Two datasets of network traffic are considered during the anomaly detection process: one responds to the currently observed profile over time, and the other is for the previously trained statistical profile. As the network events occur, the current profile is determined and an anomaly score estimated by comparison Of the two behaviors. The score normally indicates the degree of irregularity for a specific event, such that the intrusion detection system will flag the occurrence of an anomaly when the score surpasses a certain threshold.
The earliest statistical approaches, both network oriented and host oriented IDS, corresponded to inebriate models, which modeled the parameters as independent Gaussian madman variables (Dinning and Neumann, 1985), thus defining an acceptable range of values for every variable. Later, multivariate models that consider the correlations between two or more metrics were proposed (Ye et al. , 2002). These are useful because experimental data have shown that a better level of discrimination can be obtained from combinations of related measures rather than individually.

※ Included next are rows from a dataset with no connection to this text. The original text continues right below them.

PR #1701, opened 2021-12-08
New RectangleMesh shape class

fba-rio:
This RectangleMesh class was created based on the idea proposed at https://hub.jmonkeyengine.org/t/next-release-of-the-engine/44988/170

### DIFF
--- a/jme3-core/src/main/java/com/jme3/math/Rectangle.java
+++ b/jme3-core/src/main/java/com/jme3/math/Rectangle.java
@@ -152,7 +152,6 @@ public final class Rectangle implements Savable, Cloneable, java.io.Serializable
      * 
      * @param normal the vector to store the result in
      * @return the normal vector of this <code>Rectangle</code>
-     * @see https://web.ma.utexas.edu/users/m408m/Display12-5-4.shtml
      */
     public Vector3f calculateNormal(Vector3f normal) {
         if (normal == null) {
--- a/jme3-core/src/main/java/com/jme3/math/Rectangle.java
+++ b/jme3-core/src/main/java/com/jme3/math/Rectangle.java
@@ -143,7 +143,7 @@ public final class Rectangle implements Savable, Cloneable, java.io.Serializable
      * Returns the coordinates of the 4th corner, calculated by the formula
      * D = (B + C) - A .
      *
-     * @return a new Vector3f
+     * @return the corner location (a new Vector3f)
      */
     public Vector3f getD() {
         return b.add(c).subtractLocal(a);
@@ -152,13 +152,13 @@ public final class Rectangle implements Savable, Cloneable, java.io.Serializable
     /**
      * Returns a normal vector, calculated by the formula
      * <pre>
-     *      (C - A) x (B - A) 
+     *      (C - A) x (B - A)
      * N = -------------------
      *     |(C - A) x (B - A)|
      * </pre>
      *
      * @param normal storage for the normal, or null for a new Vector3f
-     * @return either {@code normal} or a new Vector3f
+     * @return the normal direction (either {@code normal} or a new Vector3f)
      */
     public Vector3f calculateNormal(Vector3f normal) {
         if (normal == null) {
--- a/jme3-core/src/main/java/com/jme3/math/Rectangle.java
+++ b/jme3-core/src/main/java/com/jme3/math/Rectangle.java
@@ -149,7 +149,7 @@ public final class Rectangle implements Savable, Cloneable, java.io.Serializable
 
         Vector3f v1 = c.subtract(b);
         Vector3f v2 = a.subtract(b);
-        normal = v1.cross(v2).normalizeLocal();
+        normal.set(v1.crossLocal(v2).normalizeLocal());
 
         return normal;
     }
--- a/jme3-core/src/main/java/com/jme3/math/Rectangle.java
+++ b/jme3-core/src/main/java/com/jme3/math/Rectangle.java
@@ -1,5 +1,5 @@
 /*
- * Copyright (c) 2009-2020 jMonkeyEngine
+ * Copyright (c) 2009-2021 jMonkeyEngine
  * All rights reserved.
  *
  * Redistribution and use in source and binary forms, with or without
@@ -37,7 +37,7 @@ import java.io.IOException;
 /**
  * <code>Rectangle</code> defines a finite plane within three dimensional space
  * that is specified via three points (A, B, C). These three points define a
- * triangle with the fourth point defining the rectangle ((B + C) - A.
+ * triangle with the fourth point defining the rectangle (C - B) + A.
  *
  * @author Mark Powell
  * @author Joshua Slack
@@ -126,8 +126,37 @@ public final class Rectangle implements Savable, Cloneable, java.io.Serializable
     }
 
     /**
+     * <code>getD</code> returns the fourth point of the rectangle.
+     * The fourth point is given by calculating (C - B) + A.
+     *
+     * @return the fourth point of this rectangle.
+     */
+    public Vector3f getD() {
+        return c.subtract(b).addLocal(a);
+    }
+
+    /**
+     * Computes the normal vector of this <code>Rectangle</code>.
+     * 
+     * @param normal the vector to store the result in
+     * @return the normal vector of this <code>Rectangle</code>
+     * @see https://web.ma.utexas.edu/users/m408m/Display12-5-4.shtml
+     */
+    public Vector3f calculateNormal(Vector3f normal) {
+        if (normal == null) {
+            normal = new Vector3f();
+        }
+
+        Vector3f v1 = c.subtract(b);
+        Vector3f v2 = a.subtract(b);
+        normal = v1.cross(v2).normalizeLocal();
+
+        return normal;
+    }
+
+    /**
      * <code>random</code> returns a random point within the plane defined by:
-     * A, B, C, and (B + C) - A.
+     * A, B, C, and (C - B) + A.
      *
      * @return a random point within the rectangle.
      */
@@ -137,7 +166,7 @@ public final class Rectangle implements Savable, Cloneable, java.io.Serializable
 
     /**
      * <code>random</code> returns a random point within the plane defined by:
-     * A, B, C, and (B + C) - A.
+     * A, B, C, and (C - B) + A.
      *
      * @param result
      *            Vector to store result in
--- a/jme3-core/src/main/java/com/jme3/math/Rectangle.java
+++ b/jme3-core/src/main/java/com/jme3/math/Rectangle.java
@@ -151,7 +151,11 @@ public final class Rectangle implements Savable, Cloneable, java.io.Serializable
 
     /**
      * Returns a normal vector, calculated by the formula
-     * N = |(C - A) x (B - A)| .
+     * <pre>
+     *      (C - A) x (B - A) 
+     * N = -------------------
+     *     |(C - A) x (B - A)|
+     * </pre>
      *
      * @param normal storage for the normal, or null for a new Vector3f
      * @return either {@code normal} or a new Vector3f
--- a/jme3-core/src/main/java/com/jme3/math/Rectangle.java
+++ b/jme3-core/src/main/java/com/jme3/math/Rectangle.java
@@ -37,7 +37,19 @@ import java.io.IOException;
 /**
  * <code>Rectangle</code> defines a finite plane within three dimensional space
  * that is specified via three points (A, B, C). These three points define a
- * triangle with the fourth point defining the rectangle (C - B) + A.
+ * triangle with the fourth point defining the rectangle (B + C) - A.<p>
+ * 
+ * The points of a rectangle are arranged as follows: 
+ * 
+ * <pre>
+ *     C +-----+ D
+ *       |\    |
+ *       | \   |
+ *       |  \  |
+ *       |   \ |
+ *       |    \|
+ *     A +-----+ B
+ * </pre>
  *
  * @author Mark Powell
  * @author Joshua Slack
@@ -127,12 +139,12 @@ public final class Rectangle implements Savable, Cloneable, java.io.Serializable
 
     /**
      * <code>getD</code> returns the fourth point of the rectangle.
-     * The fourth point is given by calculating (C - B) + A.
+     * The fourth point is given by calculating (B + C) - A.
      *
      * @return the fourth point of this rectangle.
      */
     public Vector3f getD() {
-        return c.subtract(b).addLocal(a);
+        return b.add(c).subtractLocal(a);
     }
 
     /**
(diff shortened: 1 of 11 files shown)


jme3-core/src/main/java/com/jme3/scene/shape/RectangleMesh.java
```diff
@@ -0,0 +1,163 @@
...
+import com.jme3.export.OutputCapsule;
+import com.jme3.math.Rectangle;
+import com.jme3.math.Vector3f;
+import com.jme3.scene.Mesh;
+import com.jme3.scene.VertexBuffer.Type;
+
+/**
+ * {@code RectangleMesh} is a rectangular plane in space similar to
+ * {@link com.jme3.scene.shape.Quad}, but it uses a
+ * {@link com.jme3.math.Rectangle} as its coordinates system.
```
stephengold, line 48: It doesn't use the Rectangle as its coordinate system, it uses the Rectangle to position its vertices.

stephengold: Also, it's not a rectangular plane. It's a rectangle.

fba-rio: I updated the description according to your suggestions.

jme3-core/src/main/java/com/jme3/scene/shape/RectangleMesh.java
```diff
@@ -0,0 +1,163 @@
...
+ * {@link com.jme3.scene.shape.Quad}. It uses a
+ * {@link com.jme3.math.Rectangle} to position its vertices.
+ * 
+ * @author Francivan Bezerra
+ */
+public class RectangleMesh extends Mesh {
+
+    private Rectangle rectangle;
+
+    public RectangleMesh() {
```
stephengold, line 56: This no-arg constructor appears to produce a mesh with all vertices at (0,0,0) which isn't very useful. I suggest making it initialize the `Rectangle` with `Rectangle(new Vector3f(), new Vector3f(1,0,0), new Vector3f(0,1,0))` or something similar.

jme3-core/src/main/java/com/jme3/scene/shape/RectangleMesh.java
```diff
@@ -0,0 +1,163 @@
...
+/**
+ * {@code RectangleMesh} is a rectangle in space similar to
+ * {@link com.jme3.scene.shape.Quad}. It uses a
+ * {@link com.jme3.math.Rectangle} to position its vertices.
+ * 
+ * @author Francivan Bezerra
+ */
+public class RectangleMesh extends Mesh {
+
+    private Rectangle rectangle;
```
stephengold, line 54: The `rectangle` field should be cloned when the mesh is cloned. Please override the `jmeClone()` method.

jme3-core/src/main/java/com/jme3/scene/shape/RectangleMesh.java
```diff
@@ -0,0 +1,163 @@
...
+        }
+
+        setBuffer(Type.Normal, 3, new float[] {
+                0, 0,
+                1, 0,
+                0, 1,
+                0, 0,
+                1, 0,
+                0, 1
+        });
```
stephengold, line 139: These normals are only correct for a rectangle in the X-Y plane. Calculate the normal vector using the `com.jme3.math.Triangle` class or similar logic.

jme3-core/src/main/java/com/jme3/scene/shape/RectangleMesh.java
fba-rio: Done. But I've overridden cloneFields() instead.

jme3-core/src/main/java/com/jme3/scene/shape/RectangleMesh.java
fba-rio: Makes sense. I changed it. Now this constructor creates a square of side=1 as you proposed.

jme3-core/src/main/java/com/jme3/scene/shape/RectangleMesh.java
fba-rio: I used the static method `Triangle.computeTriangleNormal()` to fix it.

jme3-core/src/main/java/com/jme3/scene/shape/RectangleMesh.java
stephengold: You did the right thing. My bad!

stephengold:
This is better. There might be advantages in adding methods to the `com.jme3.math.Rectangle` class to calculate `D` and the normal direction vector. What do you think?

stephengold:
Also ... thinking ahead to how we might test `RectangleMesh`. One place it might be useful is in example apps (like `TestCameraNode`, `TestTransparentShadow`, and `TestChaseCamera`) that currently use `Quad` to create a floor for test scenes.

I encourage you to modify these apps (and others) to use `RectangleMesh`.

fba-rio:
Yes, a `getD()` method in `Rectangle` would be helpful. I'm not sure if the normal direction vector calculation should be there though. `Rectangle` in the `math` package essentially is not a mesh. I know that `Triangle` is not a mesh either, but it makes sense to have a method to calculate the normal vector there because meshes are made of triangles.

Anyway, I am going to open a new PR to add `getD()` to `Rectangle`. I can add a method to calculate the normal vector there too if you think it's the right place to have it.

Also, I'll take a look at the examples and modify them to use `RectangleMesh`.

stephengold:
Normals (of rectangles) are used to calculate distances and for other purposes that have nothing to do with meshes. So a method to calculate the normal would have broad application, in my opinion.

One tricky thing about normals is documenting how the sign of the normal is determined...

stephengold:
P.S.: Note that the `Rectangle` class tends to produce parallelograms if the vertices are not chosen carefully!

fba-rio:
I moved the `calculateNormal()` method from `RectangleMesh` to `Rectangle` and created a `getD()` in `Rectangle`.

I used this PR to make the changes in `Rectangle`. I hope it is okay.

stephengold:
It's okay to make both changes in the same PR, since they're so closely related.

However, I think it's unwise to change the semantics of `Rectangle` as you have done. Outher developers may have relied on the old definition of D = (B + C) - A.

fba-rio:
The thing is if you do the math you won't find the fourth point of the rectangle with that formula. Instead, you will find a point outside the rectangle area.

I don't know where the original developers of `Rectangle` got that formula from, but clearly there is a mistake there. Anyway, the formula is never used in the source code, it only appears in the javadoc comments. Changing these comments is like fixing a bug, except that I'm not changing the behavior of any function. No source code using `Rectangle` will be affected. Also, leaving the comments as they are now and calculating `getD()` differently can be confusing.

stephengold:
The old formula assumes that the order of the vertices (as you follow the rectangle's perimeter) is A-B-D-C. This isn't the usual labeling used in math textbooks (which favor A-B-C-D). It was careless of Mark and Joshua to use a non-standard vertex ordering without documenting it, but I wouldn't call it a bug.

I'm very reluctant to change the vertex order. After 12+ years of telling developers that D = ((B + C) - A, it's very likely someone used that formula, even if it wasn't coded into jme3-core. The best we can do is document the gotchas, including this one.

fba-rio:
I Understand. Back to the original formula. I documented the order of the vertices in the first javadoc entry of `Rectangle.java`. Note that the texture coordinates in `RectangleMesh` still have to follow the A-B-C-D order.

fba-rio:
> Also ... thinking ahead to how we might test `RectangleMesh`. One place it might be useful is in example apps (like `TestCameraNode`, `TestTransparentShadow`, and `TestChaseCamera`) that currently use `Quad` to create a floor for test scenes.
> 
> I encourage you to modify these apps (and others) to use `RectangleMesh`.

As suggested, I've modified and tested some example apps, replacing `Quad` with `RectangleMesh`.

jme3-core/src/main/java/com/jme3/math/Rectangle.java
```diff
@@ -125,6 +137,35 @@ public void setC(Vector3f c) {
...
+    public Vector3f getD() {
+        return b.add(c).subtractLocal(a);
+    }
+
+    /**
+     * Computes the normal vector of this <code>Rectangle</code>.
+     * 
+     * @param normal the vector to store the result in
+     * @return the normal vector of this <code>Rectangle</code>
+     * @see https://web.ma.utexas.edu/users/m408m/Display12-5-4.shtml
```
capdevon, line 155: The correct syntax for inserting an external link in the javadoc should be this: @see <a href="URL#value"> label </a>. Despite this, we are sure that it is useful to insert a link to a domain outside the perimeter of the jMonkey engine that could be removed at any time or not accessible for all countries? If the page were suddenly removed we would have a dead link in the javadoc.

capdevon: I would suggest creating a specific test case for this class such as `TestRecatangleMesh` and not modifying the current test cases, where perhaps it would be better to replace the `Quad` with the `CenterQuad`, keeping the creation of floors simple and intuitive for new users. Just my opinion.

fba-rio: Link removed.

stephengold: > perhaps it would be better to replace the `Quad` with the `CenterQuad`, keeping the creation of floors simple and intuitive for new users. Just my opinion.

For floors, `RectangleMesh` is more intuitive because it doesn't require rotation of the `Geometry`. `CenterQuad` is in the X-Y plane, so it requires rotation to create an X-Z floor.

pspeed42:
Though I still wonder how many of these 'new' shape classes could be replaced by a couple of static methods that operate on any mesh.

stephengold:
> a couple of static methods that operate on any mesh.

Operating on *any* mesh is a tall order, since JME meshes are extremely flexible: animated/morphing/non-animated, indexed/non-indexed, 9 mesh modes, 9 buffer formats, and all with/without binormals/normals/tangents/UVs/colors, All this flexibility is great for writing importers and generating custom meshes, not so good if you want to manipulate meshes in a general way.

I've been writing mesh-edit utilities for years, but I still don't grok all the options.

So you write a simple utility to translate the vertex positions, but you forget to update the bounds. Or you forget to translate the bind positions of an animated mesh. Then someone finds a mesh with a double-precision position buffer. Or throws interleaved data at it.

pspeed42:
You know what I meant.  Certainly, the dozens of custom shape objects folks are about to make just to offset this or twist that are all going to use the position buffer, normal buffer, etc..

Two or three static methods and a Quad would have been fine.  Then you get the added benefit that those static methods would work for box, sphere, <insert any mesh with a Position, Normal, Tangent, etc. buffer here>.

"Write a new shape class every time we want to center a thing" doesn't seem like the right answer.

stephengold:
While I certainly agree we should be cautious about adding `Mesh` subclasses to the Engine, this one has an unusually high benefit-to-cost ratio.

While not perfect, I believe this PR is ready to be integrated.

@fba-rio  I'd like to document a few caveats and other details. Would it be OK for me to make last-minute changes to the javadoc before integration?

fba-rio:
> @fba-rio I'd like to document a few caveats and other details. Would it be OK for me to make last-minute changes to the javadoc before integration?

Sure, go ahead!

fba-rio:
>     1. If `RectangleMesh.setNormal()` is used to reverse the normal vectors, the winding order of the triangles will be backward, which might cause unexpected behavior with some materials.
Shouldn't the responsibility to provide a valid vector lie with the developer who calls this method? If not, what do you think should be done in this case?

>     2. The `Rectangle.getD()` method is inefficient, creating 2 garbage instances of `Vector3f` each time it's invoked.
Good point. I made the necessary change.

>     3. `RectangleMesh.updateMesh()` should be `protected` or `private`, not `public`.
It is protected now.

>     4. `Rectangle.getD()` has a misleading name. Perhaps it should be renamed to `calculateD()`.
You're right. Renamed.

I think you've made a mistake in the javadoc of `Rectangle.calculateNormal`. You swapped the (A - B) part of the formula, as seen in the method itself.

stephengold:
> > 1. If `RectangleMesh.setNormal()` is used to reverse the normal vectors, the winding order of the triangles will be backward, which might cause unexpected behavior with some materials.
> 
> Shouldn't the responsibility to provide a valid vector lie with the developer who calls this method? If not, what do you think should be done in this case?

It's not that simple. For any particular parallelogram, there are 2 plausible normal vectors. For instance, a square in the X-Y plane could have normals of either +Z or -Z. I think the most likely use for `setNormal()` is to flip the sign of the normals. And flipping the sign is exactly what should reverse the winding order.

I see many possible solutions. One would be to update the winding order in `updateMesh()` based on the dot product between `rectangle.calculateNormal(null)` and `this.normal`, when the latter is non-null. But I think that's overkill. Since there are really only 2 plausible normals for a non-degenerate parallelogram, we just need to provide a mechanism to switch back and forth between them. So I suggest replacing `setNormal()` with a method named `flip()` or `reverse()` or something similar, a method that both negates the normal vector and reverses the winding order.

An even simpler possibility would be to just get rid of `setNormal()`. In that world, the corners determine the normal. If you want the normal to point in the other direction, you have to shuffle the corners, for instance swapping B and C.

fba-rio:
I took the `flip()` approach and removed `setNormal()`.

stephengold:
What does `flip()` do to the texture coordinates? Is that what a naive user would expect?

pspeed42:
This is the down side to all-in-one classes versus utility methods.  Always one more edge case instead of letting the user just pick the behavior they want.

fba-rio:
> What does `flip()` do to the texture coordinates? Is that what a naive user would expect?

My bad. I used a seamless texture in my tests and ended up neglecting the texture on `flip()`.

stephengold:
How would you like to resolve this issue?

stephengold:
Sorry, I missed 1f20015 for some reason, so ignore my last comment.

I'm still concerned about `flip()` and its documentation. It appears to re-write the position buffer, which isn't at all what I would expect for an indexed mesh.

Please describe what `flip()` does, at a high level, and add that info to the javadoc.

fba-rio:
I've rewritten the `flip()` method. Now it doesn't mess with the position buffer anymore, it's restricted to reverse the normal vector direction and rearrange the index buffer (in the `updateMesh()` method). Also, by doing so it becomes unnecessary to change the texture coordinates.

stephengold (approved):
That should do it! Thanks for your patience.

stephengold:
Thanks for your contribution to the project, Francivan! I enjoyed collaborating with you.

fba-rio:
My pleasure!
And I learned a little bit more in the process.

Other studies have considered time series models (Detecting Hackers), which use an interval timer, together with an event counter or resource measure, and take into account the order and the enter-arrival times of the observations as well as their values. Thus, an observed traffic instance will be labeled as abnormal if its probability of occurrence is too low at a given time. Apart from their inherent features for use as unemployable techniques, statistical A-NDIS approaches have a number of virtues.
Firstly, they do not require prior knowledge about the normal activity of the target system; instead, they have the ability to learn the expected behavior of the system from observations. Secondly, statistical methods can provide accurate notification of malicious activities occurring over long roods of time. However, some drawbacks should also be pointed out. First, this kind of A-NDIS is susceptible to be trained by an attacker in such a way that the network traffic generated during the attack is considered as normal.
Second, setting the values of the different parameters/metrics is a difficult task, especially because the balance between false positives and false negatives is affected. Moreover, a statistical distribution per variable is assumed, but not all behaviors can be 21 Table 1 – Fundamentals of the A-NDIS techniques Technique: basics A) Statistical-based: autistic behavior B) Knowledge-based: availability of prior knowledge/data C) Mach nine learning-based: categorization of patterns Pros Cons Us Betsey Prior knowledge about normal activity not required.